Copy every line below that has the word "like" in it.

Stored data entries
*****

PR #5444, opened 2026-07-08
feat: Add support for cache busting with dedicated syntax in templating system

### LINKED ISSUE #5378: Make the cache busting pre-configured and with nicer syntax in templating system
It's currently pretty hard to use cache busting, and it requires a custom setup.

Let's move from the `package:mustache_template` to `package:whiskers`. Whiskers provides an `onMissingVariable` method that we can use to cache bust parts using the following syntax:

```html
<img src="{{!/foo/bar.png}}" />
```

When doing this, we should also add a `StaticRoute.withCacheBusting` constructor, which sets up a `StaticRoute.directory` with default settings taken from a `CacheBustingConfig`. 

E.g., we can replace:

```dart
final buster = CacheBustingConfig(
  mountPrefix: '/',
  fileSystemRoot: Directory(
    'web/static',
  ),
);


final root = Directory(Uri(path: 'web/static').toFilePath());
pod.webServer.addRoute(
  StaticRoute.directory(
    root,
    cacheBustingConfig: buster,
    cacheControlFactory: (ctx, fileInfo) {
      return CacheControlHeader(
        maxAge: 31536000, // 1 year - safe with cache busting
        publicCache: true,
        immutable: true,
      );
    },
  ),
);
```

with

```dart
pod.webServer.addRoute(
  StaticRoute.withCacheBusting(
    mountPrefix: '/',
    fileSystemRoot: 'web/static',
  ),
)
```

Cache busting should be configured by default in the template. Preferably, no more code than what's listed above.

Crazelu:
This PR adds a dedicated syntax for cache busting asset paths: `{{@/path/to/asset}}`. The proposed `{{!/path/to/asset}}` does not work because `!` is used to mark a comment in mustache templates which are rendered as empty strings. 

The serverpod package now depends on `whiskers` instead of `mustache_template` to use the `onMissingVariable` callback support when rendering.

`StaticRoute.withCacheBusting` factory constructor has been introduced to make it simpler to handle cache busting setup.
The template for new projects now comes with cache busting pre-configured.

Other changes: 

- Templates are created with `lenient` set to true to allow for rendering with missing variables.
- Templates are created with `htmlEscapeValues` set to to false to prevent escaping special characters such as `/` in file paths.

Closes #5378 

## Pre-launch Checklist

## Breaking changes

- `WebWidget` gains a `render` method with `onMissingVariable` callback to support cache busting using introduced mustache syntax.

### DIFF
--- a/packages/serverpod/lib/src/web_server/templates.dart
+++ b/packages/serverpod/lib/src/web_server/templates.dart
@@ -1,7 +1,7 @@
 import 'dart:io';
 
-import 'package:mustache_template/mustache.dart';
 import 'package:path/path.dart';
+import 'package:whiskers/whiskers.dart';
 
 /// Global access to all templates loaded when starting the webserver.
 final Templates templates = Templates();
@@ -37,6 +37,8 @@ class Templates {
         _templates[templateKey] = Template(
           data,
           name: templateKey,
+          lenient: true,
+          htmlEscapeValues: false,
         );
       } else if (entity is Directory) {
         var subDirName = basename(entity.path);
--- a/packages/serverpod/lib/src/web_server/templates.dart
+++ b/packages/serverpod/lib/src/web_server/templates.dart
@@ -38,7 +38,6 @@ class Templates {
           data,
           name: templateKey,
           lenient: true,
-          htmlEscapeValues: false,
         );
       } else if (entity is Directory) {
         var subDirName = basename(entity.path);
--- a/packages/serverpod/lib/src/web_server/web_server.dart
+++ b/packages/serverpod/lib/src/web_server/web_server.dart
@@ -455,8 +455,11 @@ abstract class WidgetRoute extends Route {
   /// to a specific virtual host (defaults to `null`, matching any host).
   WidgetRoute({super.methods, super.path, super.host, this.cacheBustingConfig});
 
-  /// Used to cache-bust paths for {{@/path/to/asset}} patterns in the template.
+  /// Used to cache-bust paths for `{{{@/path/to/asset}}}` patterns in the template.
   final CacheBustingConfig? cacheBustingConfig;
+
+  /// Matches `@/path/to/asset` patterns in the template.
+  final _cacheBustingPathRegExp = RegExp(r'@/[^}]+');
 
   /// Override this method to build your web widget from the current [session]
   /// and [request].
@@ -487,13 +490,22 @@ abstract class WidgetRoute extends Route {
       ),
     );
 
-    // Cache-bust paths for {{@/path/to/asset}} patterns in the template.
+    // Cache-bust paths for {{{@/path/to/asset}}} patterns in the template.
     // This warms up CacheBustingConfig's cache so that the
     // cache-busted paths are available synchronously when rendering.
     if (cacheBustingConfig case final buster?) {
-      final regex = RegExp(r'\{\{@(/[^}]+)\}\}');
+      final regex = RegExp(r'\{\{\{@(/[^}]+)\}\}\}');
       final matches = regex
-          .allMatches(widget.render(onMissingVariable: (name) => '{{$name}}'))
+          .allMatches(
+            widget.render(
+              onMissingVariable: (name) {
+                if (_cacheBustingPathRegExp.hasMatch(name)) {
+                  return '{{{$name}}}';
+                }
+                return '{{$name}}';
+              },
+            ),
+          )
           .toList();
       for (final match in matches) {
         await buster.tryAssetPath(match.group(1)!);
@@ -503,10 +515,11 @@ abstract class WidgetRoute extends Route {
     final renderedContent = widget.render(
       onMissingVariable: (name) {
         if (cacheBustingConfig case final buster?) {
-          // Strip leading '@' from the name
-          // which is used to indicate that the asset should be cache-busted.
-          if (name.startsWith('@')) name = name.substring(1);
-          return buster.tryAssetPathSync(name);
+          if (_cacheBustingPathRegExp.hasMatch(name)) {
+            // Strip leading '@' from the path
+            // which is used to indicate that the asset should be cache-busted.
+            return buster.tryAssetPathSync(name.substring(1));
+          }
         }
         return null;
       },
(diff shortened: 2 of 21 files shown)


templates/serverpod_templates/projectname_server_upgrade/lib/server.dart
```diff
@@ -56,7 +56,10 @@ void run(List<String> args) async {
   // Serve all files in the web/static relative directory under /web.
   // These are used by the default web page.
   final root = Directory(Uri(path: 'web/static').toFilePath());
-  pod.webServer.addRoute(StaticRoute.directory(root), '/web');
+  pod.webServer.addRoute(
+    StaticRoute.withCacheBusting(root, mountPrefix: '/web'),
```
vlidholt: What I do not like here is that we are duplicating the information in the `cacheBustingConfig`. If we need to keep it in a separate file, this method should be something like:

`StaticRoute.withCacheBusting(cacheBustingConfig)`

We may need to add some property to the config, possibly.

vlidholt: Also, make sure we are consistent in the interface if we are using `Directory` or a string.

Crazelu: Done in [dd382fb](https://github.com/serverpod/serverpod/pull/5444/commits/dd382fbede36c74fb656f0dbdcda4cc9fdfb1ebd)

templates/serverpod_templates/projectname_server_upgrade/lib/server.dart
```diff
@@ -55,8 +58,10 @@ void run(List<String> args) async {
   // {{#webserver}}
   // Serve all files in the web/static relative directory under /web.
   // These are used by the default web page.
-  final root = Directory(Uri(path: 'web/static').toFilePath());
-  pod.webServer.addRoute(StaticRoute.directory(root), '/web');
+  pod.webServer.addRoute(
+    StaticRoute.withCacheBusting(cacheBustingConfig),
+    '/web',
```
vlidholt: Should this be taken from `cacheBustingConfig.mountPrefix`?

Crazelu: I don't think so. 
That would require changing the web server interface to branch on static routes that have cache busting configured for `addRoute`.

Crazelu: I had another look at this and I realize you mean replacing `/web` with `cacheBustingConfig.mountPrefix` which is accurate.

Done in [14ad37d](https://github.com/serverpod/serverpod/pull/5444/commits/14ad37df05822f7c04e69bd75f34535977bc6d55)

packages/serverpod/lib/src/web_server/web_server.dart
```diff
@@ -484,8 +487,33 @@ abstract class WidgetRoute extends Route {
...
+      final regex = RegExp(r'\{\{@(/[^}]+)\}\}');
+      final matches = regex
+          .allMatches(widget.render(onMissingVariable: (name) => '{{$name}}'))
+          .toList();
+      for (final match in matches) {
+        await buster.tryAssetPath(match.group(1)!);
+      }
+    }
+
+    final renderedContent = widget.render(
```
FXschwartz, line 515: I think there's a subtle bug in this callback that goes against your new empty string test checks. `onMissingVariable` is called for every unresolved variable, and `tryAssetPathSync` returns its input unchanged when the path isn't in the cache. 

So on a route with cache busting configured, a plain missing variable like {{userName}} renders as the literal text "userName" instead of the empty string you'd get on a route without the config.

I think we should do something like 
```dart
if (name.startsWith('@')) {
  return buster.tryAssetPathSync(name.substring(1));
}
```

packages/serverpod/lib/src/web_server/templates.dart
```diff
@@ -37,6 +37,8 @@ class Templates {
         _templates[templateKey] = Template(
           data,
           name: templateKey,
+          lenient: true,
+          htmlEscapeValues: false,
```
FXschwartz: I'm a bit worried about `htmlEscapeValues: false` here. I'm guessing this was intentional and probably already discussed but it disabled for both cache busting tags and every `{{var}}` in every existing user template. So apps rendering user provided data through {{var}} lose their XSS protection silently on upgrade.

Could the templates use triple stache tags instead (`{{{@/path/to/asset}}}`)? Those skip escaping per tag, so escaping could stay defaulted to on here and the warmup regex just needs to match the extra brace.

packages/serverpod/lib/src/web_server/web_server.dart
```diff
@@ -484,8 +487,33 @@ abstract class WidgetRoute extends Route {
       ),
     );
 
+    // Cache-bust paths for {{@/path/to/asset}} patterns in the template.
+    // This warms up CacheBustingConfig's cache so that the
+    // cache-busted paths are available synchronously when rendering.
+    if (cacheBustingConfig case final buster?) {
```
FXschwartz, line 496: Does this render the widget twice then? Once to find the `{{@...}}` tags and warm the cache, then again for the response?

If so could we use `CacheBustingConfig.indexAssets()` instead? Calling it once lazily would pre populate the cache for everything under the root, so this whole warm up block could goe away and the single render resolves every @ tag through `tryAssetPathSync`.

FXschwartz (changes requested):

packages/serverpod/lib/src/web_server/web_server.dart
Crazelu: > Does this render the widget twice then? Once to find the {{@...}} tags and warm the cache, then again for the response?

Yes.

> If so could we use CacheBustingConfig.indexAssets() instead? 

We could however that is more expensive because it indexes every asset in the file system. The current approach makes sure that only the assets referenced in the template are warmed in cache. Calling `CacheBustingConfig.indexAssets()` lazily won't work because there's no guarantee that all of the assets will be indexed before the synchronous rendering.

packages/serverpod/lib/src/web_server/templates.dart
Crazelu: Resolved in [79505dd](https://github.com/serverpod/serverpod/pull/5444/commits/79505dd4f50d935c485113c134c8514ac57441ae)

packages/serverpod/lib/src/web_server/web_server.dart
Crazelu: Resolved in [79505dd](https://github.com/serverpod/serverpod/pull/5444/commits/79505dd4f50d935c485113c134c8514ac57441ae)

FXschwartz (approved):
LGTM! 🚀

*****

Written solution
vlidholt: What I do not like here is that we are duplicating the information in the `cacheBustingConfig`. If we need to keep it in a separate file, this method should be something like:
So on a route with cache busting configured, a plain missing variable like {{userName}} renders as the literal text "userName" instead of the empty string you'd get on a route without the config.
I think we should do something like 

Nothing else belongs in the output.